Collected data
PR #75, opened 2026-09-09
perf: add cache headers to the served panel assets

zbyju:
## What / Why

`express.static` served the built panel with `serve-static`'s default `maxage: 0`, which emits `Cache-Control: public, max-age=0` on every file. The header exists, but it means the browser revalidates every asset on each load — one conditional request per file. The panel reloads itself on purpose once `refreshRequestLimit` (default 50000 requests, roughly every 28h at a 2s poll) is hit, so full page loads repeat for the machine's whole life. This sets an explicit cache policy per path.

## Cache policy per path

| Path | `Cache-Control` | Why |
|---|---|---|
| `index.html` (static middleware **and** the `app.get("/")` handler) | `no-cache` | Always revalidated. A cached index would pin the kiosk to old code after a deploy until someone clears the browser cache on site. `no-cache` still allows a 304, so the cost is one small conditional request, not a re-download. |
| `/assets/**` (JS, CSS) | `public, max-age=31536000, immutable` | Vite content-hashes these names (`index.68d1c453.js`, `index.2d5c45e0.css`), so changed content always arrives under a new URL. Safe to never revalidate. |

» **WHAT IS BEING ASKED**: Word for word, write out each of the records above.

» **SOLUTION TO THIS EXERCISE**:
PR #75, opened 2026-09-09
perf: add cache headers to the served panel assets

zbyju:
## What / Why

`express.static` served the built panel with `serve-static`'s default `maxage: 0`, which emits `Cache-Control: public, max-age=0` on every file. The header exists, but it means the browser revalidates every asset on each load — one conditional request per file. The panel reloads itself on purpose once `refreshRequestLimit` (default 50000 requests, roughly every 28h at a 2s poll) is hit, so full page loads repeat for the machine's whole life. This sets an explicit cache policy per path.

## Cache policy per path

| Path | `Cache-Control` | Why |
|---|---|---|
| `index.html` (static middleware **and** the `app.get("/")` handler) | `no-cache` | Always revalidated. A cached index would pin the kiosk to old code after a deploy until someone clears the browser cache on site. `no-cache` still allows a 304, so the cost is one small conditional request, not a re-download. |
| `/assets/**` (JS, CSS) | `public, max-age=31536000, immutable` | Vite content-hashes these names (`index.68d1c453.js`, `index.2d5c45e0.css`), so changed content always arrives under a new URL. Safe to never revalidate. |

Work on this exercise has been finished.